Stored items
+===+

PR #633, opened 2016-07-20
Fixes text traversal

jtorresfabra:
Text needs to do is own traversal in order to keep track of modelview matrix

### DIFF
--- a/sources/osgText/Text.js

+===+

Work required: Set every entry down once more, exactly as written above.

Answer:
PR #633, opened 2016-07-20
Fixes text traversal

jtorresfabra:
Text needs to do is own traversal in order to keep track of modelview matrix

### DIFF
--- a/sources/osgText/Text.js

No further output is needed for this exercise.